Problem details: Using the data below, output the first line and every line after it up to and including the line containing "- Hetzner DNS API", exactly as written and with nothing added.

───── Records

Issue #6554, opened 2025-10-07
Migrate to the new Hetzner DNS API


jooola:
Dear maintainers,

This project holds a DNS provider for the old Hetzner DNS API.

A new [Hetzner DNS API](https://docs.hetzner.cloud/reference/cloud#dns) has been [released](https://docs.hetzner.cloud/changelog#2025-10-07-dns-beta).

We recommend any consumer of the old [Hetzner DNS API](https://dns.hetzner.com/api-docs) to migrate to the new one.

The new Hetzner DNS API is currently in **beta**, which will likely end (reaching GA) on 10 November 2025. After the beta ended, it will no longer be possible to create new zones in the old DNS API (the old API will still be functional until May 2026). See the [Hetzner DNS beta FAQ](https://docs.hetzner.com/networking/dns/faq/beta) for more details.

Links:

- Hetzner DNS documentation: https://docs.hetzner.com/networking/dns
- Hetzner DNS API reference: https://docs.hetzner.cloud/reference/cloud#dns
- User migration guide to the new DNS system: https://docs.hetzner.com/networking/dns/migration-to-hetzner-console/process

If you have any additional questions, please let me know.

PR #6563, opened 2025-10-13
Add Hetzner Cloud DNS provider (dns_hetznercloud)

PKlapp:
This PR adds a new DNS provider `dns_hetznercloud` for the **Hetzner Cloud DNS API**, addressing [#6554](https://github.com/acmesh-official/acme.sh/issues/6554).
It is separate from the existing `dns_hetzner` provider (legacy/console API) and does not modify it.

**Why**
Hetzner operates two distinct DNS APIs (Console/legacy vs. Cloud). This provider targets the Cloud DNS API to avoid confusion and enable users who manage DNS via the Cloud API.

**Implementation**

* Pure shell using only acme.sh helper functions (no external dependencies).
* Default TTL for new TXT RRsets: **120s** (overridable).
* Configurable API base URL (defaults to `https://api.hetzner.cloud/v1`).

**CI**

* DNS-API workflow passes on a forked run.

**Compatibility**

* No changes to `dns_hetzner`.
* New provider: `dns_hetznercloud`.

---

#### Hetzner **Cloud** DNS — `dns_hetznercloud`

Provider for the Hetzner **Cloud** DNS API (not the legacy/console API).

**Environment variables**

* `HETZNER_TOKEN` *(required)* — Personal Access Token for the Cloud DNS API (**read & write**).
* `HETZNER_TTL` *(optional)* — TTL in seconds for TXT RRsets (default **120**).
* `HETZNER_API` *(optional)* — Override API base URL (default `https://api.hetzner.cloud/v1`).

**Example**

```bash
export HETZNER_TOKEN="your_token_here"
# optional:
# export HETZNER_TTL=120
# export HETZNER_API="https://api.hetzner.cloud/v1"

acme.sh --issue --dns dns_hetznercloud -d test.example.com
```

### DIFF
--- a/dnsapi/dns_hetznercloud.sh
+++ b/dnsapi/dns_hetznercloud.sh
@@ -8,11 +8,13 @@ Options:
 Optional:
  HETZNER_TTL Custom TTL for new TXT rrsets (default 120)
  HETZNER_API Override API endpoint (default https://api.hetzner.cloud/v1)
+ HETZNER_MAX_ATTEMPTS Number of 1s polls to wait for async actions (default 120)
 Issues: github.com/acmesh-official/acme.sh/issues
 '
 
 HETZNERCLOUD_API_DEFAULT="https://api.hetzner.cloud/v1"
 HETZNERCLOUD_TTL_DEFAULT=120
+HETZNER_MAX_ATTEMPTS_DEFAULT=120
 
 ########  Public functions #####################
 
@@ -57,6 +59,9 @@ dns_hetznercloud_add() {
 
   case "${_hetznercloud_last_http_code}" in
   200 | 201 | 202 | 204)
+    if ! _hetznercloud_handle_action_response "TXT record add"; then
+      return 1
+    fi
     _info "Hetzner Cloud TXT record added."
     return 0
     ;;
@@ -116,6 +121,9 @@ dns_hetznercloud_rm() {
     fi
     case "${_hetznercloud_last_http_code}" in
     200 | 201 | 202 | 204)
+      if ! _hetznercloud_handle_action_response "TXT record remove"; then
+        return 1
+      fi
       _info "Hetzner Cloud TXT record removed."
       return 0
       ;;
@@ -170,6 +178,17 @@ _hetznercloud_init() {
     return 1
   fi
   _saveaccountconf_mutable HETZNER_TTL "${HETZNER_TTL}"
+
+  HETZNER_MAX_ATTEMPTS="${HETZNER_MAX_ATTEMPTS:-$(_readaccountconf_mutable HETZNER_MAX_ATTEMPTS)}"
+  if [ -z "${HETZNER_MAX_ATTEMPTS}" ]; then
+    HETZNER_MAX_ATTEMPTS="${HETZNER_MAX_ATTEMPTS_DEFAULT}"
+  fi
+  attempts_check=$(printf "%s" "${HETZNER_MAX_ATTEMPTS}" | tr -d '0-9')
+  if [ -n "${attempts_check}" ]; then
+    _err "HETZNER_MAX_ATTEMPTS must be an integer value."
+    return 1
+  fi
+  _saveaccountconf_mutable HETZNER_MAX_ATTEMPTS "${HETZNER_MAX_ATTEMPTS}"
 
   return 0
 }
@@ -290,9 +309,15 @@ _hetznercloud_parse_zone_fields() {
   if [ -z "${zone_id}" ] || [ -z "${zone_name}" ]; then
     return 1
   fi
+  zone_name_trimmed=$(printf "%s" "${zone_name}" | sed 's/\.$//')
+  if zone_name_ascii=$(_idn "${zone_name_trimmed}"); then
+    zone_name="${zone_name_ascii}"
+  else
+    zone_name="${zone_name_trimmed}"
+  fi
   _hetznercloud_zone_id="${zone_id}"
   _hetznercloud_zone_name="${zone_name}"
-  _hetznercloud_zone_name_lc=$(printf "%s" "${zone_name}" | sed 's/\.$//' | _lower_case)
+  _hetznercloud_zone_name_lc=$(printf "%s" "${zone_name}" | _lower_case)
   return 0
 }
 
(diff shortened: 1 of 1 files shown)


mpkossen:
> Thanks for the suggestion. I’ve added a clear note to the wiki to avoid confusion with the legacy provider.
> 
> It now explicitly states that `dns_hetznercloud` uses the Hetzner Cloud DNS API, requires a new token from the Hetzner Cloud, and that users must set `HETZNER_TOKEN` (not `HETZNER_Token`).
> 
> Do you think I should rename the env var to something even clearer like `HETZNERCLOUD_TOKEN` to further reduce mix-ups?

I have no opinion on that to be honest.

You're a lifesaver, by the way. Your PR saved me a ton of time and headache.

PKlapp:
@Laufwerk
I’m not a maintainer of this project or the OPNsense plugin, so I can’t give a timeline.
I don’t use OPNsense, so I can only share how it works on pfSense+ as a concrete example. If OPNsense is structured in a similar way, this should point you in the right direction.
This manual addition is a temporary workaround until `dns_hetznercloud` is included in the official OPNsense acme plugin. If it works on OPNsense, please drop a short note here so others can follow more easily.

1. Copy `dns_hetznercloud.sh` to
   `/usr/local/pkg/acme/dnsapi/`

2. Add this method to `/usr/local/pkg/acme/acme.inc`:

```php
$acme_domain_validation_method['dns_hetznercloud'] = [
  'name' => 'DNS-Hetzner Cloud',
  'fields' => [
    'HETZNER_TOKEN' => [
      'name' => 'hetzner_token',
      'description' => 'Hetzner Cloud API Token',
      'columnheader' => 'API Token',
      'type' => 'password',
    ],
  ]
];
```

After that, DNS-Hetzner Cloud should be selectable in the GUI.

---

@mpkossen Thanks a lot for the kind words. Happy it saved you time.

dnsapi/dns_hetznercloud.sh
```diff
@@ -0,0 +1,431 @@
...
+  if ! _hetznercloud_api GET "/zones?name=${encoded_candidate}"; then
+    return 1
+  fi
+  if [ "${_hetznercloud_last_http_code}" != "200" ]; then
+    if [ "${_hetznercloud_last_http_code}" = "404" ]; then
+      return 1
+    fi
+    _hetznercloud_log_http_error "Hetzner Cloud zone search failed" "${_hetznercloud_last_http_code}"
+    return 1
+  fi
```
jooola, line 288: I am not sure this is needed, calling `GET /zones/<zone-name>` should already cover getting the zone by its name.

Also  `GET /zones?name=<zone-name>` does an exact match, same as the `GET /zones/<zone-name>` endpoint, so I don't think there is an added benefit.

dnsapi/dns_hetznercloud.sh
```diff
@@ -0,0 +1,431 @@
...
+
+  if ! _hetznercloud_api POST "${_hetznercloud_rrset_action_add}" "${add_payload}"; then
+    return 1
+  fi
+
+  case "${_hetznercloud_last_http_code}" in
+  200 | 201 | 202 | 204)
+    _info "Hetzner Cloud TXT record added."
+    return 0
+    ;;
```
jooola, line 67: `add_records` and `remove_records` are async tasks (actions) triggered by the POST call above.

The returned actions should be waited upon, to make sure the changes are fully applied.

You may use the status field in the action object to check whether it is running, it failed or succeeded.

I recommend to poll the `GET /actions/<action-id>` endpoint to get an update of the running action.

dnsapi/dns_hetznercloud.sh
```diff
@@ -0,0 +1,431 @@
...
+      return 1
+    fi
+    if ! _hetznercloud_api POST "${_hetznercloud_rrset_action_remove}" "${remove_payload}"; then
+      return 1
+    fi
+    case "${_hetznercloud_last_http_code}" in
+    200 | 201 | 202 | 204)
+      _info "Hetzner Cloud TXT record removed."
+      return 0
+      ;;
```
jooola, line 129: `add_records` and `remove_records` are async tasks (actions) triggered by the POST call above.

The returned actions should be waited upon, to make sure the changes are fully applied.

You may use the status field in the action object to check whether it is running, it failed or succeeded.

I recommend to poll the `GET /actions/<action-id>` endpoint to get an update of the running action.

dnsapi/dns_hetznercloud.sh
```diff
@@ -0,0 +1,431 @@
...
+  fi
+
+  if ! _hetznercloud_prepare_zone "${fulldomain}"; then
+    _err "Unable to determine Hetzner Cloud zone for ${fulldomain}"
+    return 1
+  fi
+
+  if ! _hetznercloud_get_rrset; then
+    return 1
+  fi
```
jooola, line 101: I think you should be able to remove this API request, as if the rrset does not exists, the remove_records will also fail with a 404.

dnsapi/dns_hetznercloud.sh
```diff
@@ -0,0 +1,431 @@
...
```
jooola, line 38: I think you should be able to remove this API request, as if the rrset does not exists, the add_records request will automatically create a new one.

PKlapp:
Thanks for the suggestions, I’ve implemented both points. IDNs are converted to punycode for zone and record names before calling the API, and the provider now waits for the returned actions to complete by polling `/actions/<id>` with sensible limits and proper error reporting.

dnsapi/dns_hetznercloud.sh
PKlapp: I kept the extra call as a defensive fallback. First we try `GET /zones/<name>`, and if that returns 404 or isn’t supported we fall back to `GET /zones?name=<name>`.

dnsapi/dns_hetznercloud.sh
PKlapp: Implemented: After `add_records`, the script now waits for the returned actions to complete by polling `/actions/<id>` with sensible limits and proper error reporting.

dnsapi/dns_hetznercloud.sh
PKlapp: Implemented: After `remove_records`, the script now waits for the returned actions to complete by polling `/actions/<id>` with sensible limits and proper error reporting.

dnsapi/dns_hetznercloud.sh
PKlapp: The request is kept to prevent unnecessary failed actions and the ensuing action polling when there is effectively nothing to change.

dnsapi/dns_hetznercloud.sh
PKlapp: The request is kept to prevent unnecessary failed actions and the ensuing action polling when there is effectively nothing to change.

Laufwerk:
> > Unfortunately, there doesn't seem to be an acme.inc file, and the ACME configurations are spread across the entire system. I haven't been able to make the adjustments. I'm hoping for a quick solution from the plugin maintainer.
> 
> @Laufwerk I am interested to know if you did find any solution in the meantime? Waiting for the plugin fix to.

@archham 
Hey, unfortunately, I haven't found a solution in the meantime. The only advice I have is that we shouldn't migrate to the new DNS zone unless we have to.
The plugin owners will certainly take action before the mandatory migration.

dnsapi/dns_hetznercloud.sh
egandro: That fallback makes sense. I think I have seen this also in the cert-manager webhook code that is e.g. used in kubernetes

jooola: > That fallback makes sense. I think I have seen this also in the cert-manager webhook code that is e.g. used in kubernetes

Which webhook are you referring to?

egandro:
> @archham Hey, unfortunately, I haven't found a solution in the meantime. The only advice I have is that we shouldn't migrate to the new DNS zone unless we have to. The plugin owners will certainly take action before the mandatory migration.

We are at the day after :( There is no more old Console support.

Proxmox is also broken: <https://forum.proxmox.com/threads/acme-plugin-hetzner-dns-console-is-moving-to-the-hetzner-console.174363/>

Minzilein2003:
What exactly is preventing the PR from being approved? What is missing/not yet right?

Minzilein2003:
> so if old dns api is gone, why is there no new script for opnsense?

Once the PR is approved, the PR can be approved by OPNsense Integration.
[https://github.com/opnsense/plugins/pull/5020](https://github.com/opnsense/plugins/pull/5020)

egandro:
Thank you very much!

cpzengel:
#bashclub thanks a lot

hebbet:
no you need to generate a new one in console.hetzner.com in the project with your dns settings for the domain.

Security > API Tokens

https://console.hetzner.com/projects/PROJECTID/security/tokens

──────────

Response to the exercise:
Issue #6554, opened 2025-10-07
Migrate to the new Hetzner DNS API


jooola:
Dear maintainers,

This project holds a DNS provider for the old Hetzner DNS API.

A new [Hetzner DNS API](https://docs.hetzner.cloud/reference/cloud#dns) has been [released](https://docs.hetzner.cloud/changelog#2025-10-07-dns-beta).

We recommend any consumer of the old [Hetzner DNS API](https://dns.hetzner.com/api-docs) to migrate to the new one.

The new Hetzner DNS API is currently in **beta**, which will likely end (reaching GA) on 10 November 2025. After the beta ended, it will no longer be possible to create new zones in the old DNS API (the old API will still be functional until May 2026). See the [Hetzner DNS beta FAQ](https://docs.hetzner.com/networking/dns/faq/beta) for more details.

Links:

- Hetzner DNS documentation: https://docs.hetzner.com/networking/dns
- Hetzner DNS API reference: https://docs.hetzner.cloud/reference/cloud#dns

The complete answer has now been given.